● Exercise aim: Beginning with the first line, please repeat the entries exactly and end on the line that contains "The feature works".

● Information supplied:
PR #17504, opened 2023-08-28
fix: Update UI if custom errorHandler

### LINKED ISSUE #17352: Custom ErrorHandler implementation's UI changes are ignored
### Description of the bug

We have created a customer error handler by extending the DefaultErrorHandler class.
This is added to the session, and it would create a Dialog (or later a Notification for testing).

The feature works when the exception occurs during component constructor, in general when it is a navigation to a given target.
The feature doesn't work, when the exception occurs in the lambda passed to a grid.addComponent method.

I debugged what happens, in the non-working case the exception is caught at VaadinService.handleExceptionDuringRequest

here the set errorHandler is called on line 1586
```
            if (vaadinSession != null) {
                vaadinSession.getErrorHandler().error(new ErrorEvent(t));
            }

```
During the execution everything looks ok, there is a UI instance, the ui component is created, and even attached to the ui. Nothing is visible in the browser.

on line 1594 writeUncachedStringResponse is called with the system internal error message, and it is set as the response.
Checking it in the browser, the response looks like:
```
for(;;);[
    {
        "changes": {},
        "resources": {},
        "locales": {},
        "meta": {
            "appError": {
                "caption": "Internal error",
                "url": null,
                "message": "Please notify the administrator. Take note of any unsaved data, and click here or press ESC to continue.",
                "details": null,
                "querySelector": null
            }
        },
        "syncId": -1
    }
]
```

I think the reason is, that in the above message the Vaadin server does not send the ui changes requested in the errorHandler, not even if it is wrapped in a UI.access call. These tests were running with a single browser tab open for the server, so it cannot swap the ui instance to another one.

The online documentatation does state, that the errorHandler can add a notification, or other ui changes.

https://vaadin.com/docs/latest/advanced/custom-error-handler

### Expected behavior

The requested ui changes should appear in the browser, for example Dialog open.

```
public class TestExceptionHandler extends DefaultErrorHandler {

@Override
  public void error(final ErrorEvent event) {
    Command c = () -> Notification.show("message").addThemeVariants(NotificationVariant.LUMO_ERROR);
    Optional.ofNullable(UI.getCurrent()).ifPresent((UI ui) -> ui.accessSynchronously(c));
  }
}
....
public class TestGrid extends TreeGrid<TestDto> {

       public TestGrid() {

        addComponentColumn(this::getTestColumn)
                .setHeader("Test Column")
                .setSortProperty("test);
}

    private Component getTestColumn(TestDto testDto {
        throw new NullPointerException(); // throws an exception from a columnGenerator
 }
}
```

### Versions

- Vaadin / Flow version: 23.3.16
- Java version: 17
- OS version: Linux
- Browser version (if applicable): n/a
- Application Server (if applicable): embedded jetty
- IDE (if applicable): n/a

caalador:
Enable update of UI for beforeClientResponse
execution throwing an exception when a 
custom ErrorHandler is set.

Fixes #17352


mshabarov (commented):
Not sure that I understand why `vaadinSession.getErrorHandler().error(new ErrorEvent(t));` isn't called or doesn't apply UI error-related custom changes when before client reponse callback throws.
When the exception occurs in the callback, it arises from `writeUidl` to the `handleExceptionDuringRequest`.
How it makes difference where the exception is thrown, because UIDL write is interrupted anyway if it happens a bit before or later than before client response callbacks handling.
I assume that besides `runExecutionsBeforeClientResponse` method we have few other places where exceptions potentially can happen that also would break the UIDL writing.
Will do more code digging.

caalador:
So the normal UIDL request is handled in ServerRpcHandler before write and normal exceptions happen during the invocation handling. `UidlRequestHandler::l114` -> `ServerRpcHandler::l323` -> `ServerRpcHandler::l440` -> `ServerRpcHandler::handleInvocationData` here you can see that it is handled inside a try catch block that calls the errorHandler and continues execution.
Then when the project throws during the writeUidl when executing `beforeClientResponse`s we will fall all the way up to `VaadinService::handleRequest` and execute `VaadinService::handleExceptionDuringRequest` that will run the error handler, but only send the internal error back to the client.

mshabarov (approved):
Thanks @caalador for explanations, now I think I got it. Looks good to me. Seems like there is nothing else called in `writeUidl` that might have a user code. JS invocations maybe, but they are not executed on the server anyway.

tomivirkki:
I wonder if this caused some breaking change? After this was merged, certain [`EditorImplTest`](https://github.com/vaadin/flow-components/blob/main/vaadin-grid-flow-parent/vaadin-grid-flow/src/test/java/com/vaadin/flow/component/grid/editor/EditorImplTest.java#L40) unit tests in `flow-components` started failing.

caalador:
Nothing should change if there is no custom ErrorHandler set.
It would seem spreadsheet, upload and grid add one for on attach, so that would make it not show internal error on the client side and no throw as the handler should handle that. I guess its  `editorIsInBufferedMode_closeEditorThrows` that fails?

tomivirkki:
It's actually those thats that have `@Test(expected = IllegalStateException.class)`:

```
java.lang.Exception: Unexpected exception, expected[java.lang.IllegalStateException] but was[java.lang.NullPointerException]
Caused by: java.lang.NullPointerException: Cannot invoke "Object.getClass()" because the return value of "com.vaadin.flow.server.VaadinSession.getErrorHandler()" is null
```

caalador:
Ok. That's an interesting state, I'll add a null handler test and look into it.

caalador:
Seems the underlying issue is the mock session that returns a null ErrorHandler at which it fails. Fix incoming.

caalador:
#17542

● Completed task:
PR #17504, opened 2023-08-28
fix: Update UI if custom errorHandler

### LINKED ISSUE #17352: Custom ErrorHandler implementation's UI changes are ignored
### Description of the bug

We have created a customer error handler by extending the DefaultErrorHandler class.
This is added to the session, and it would create a Dialog (or later a Notification for testing).

The feature works when the exception occurs during component constructor, in general when it is a navigation to a given target.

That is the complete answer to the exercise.